#### Problem statement:
A word-for-word restatement of every entry is what is needed here.

Saved entries:
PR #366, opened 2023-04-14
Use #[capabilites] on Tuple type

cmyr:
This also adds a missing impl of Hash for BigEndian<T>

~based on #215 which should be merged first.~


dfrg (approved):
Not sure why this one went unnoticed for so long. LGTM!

#### Solution to the exercise:
PR #366, opened 2023-04-14
Use #[capabilites] on Tuple type

cmyr:
This also adds a missing impl of Hash for BigEndian<T>

~based on #215 which should be merged first.~


dfrg (approved):
Not sure why this one went unnoticed for so long. LGTM!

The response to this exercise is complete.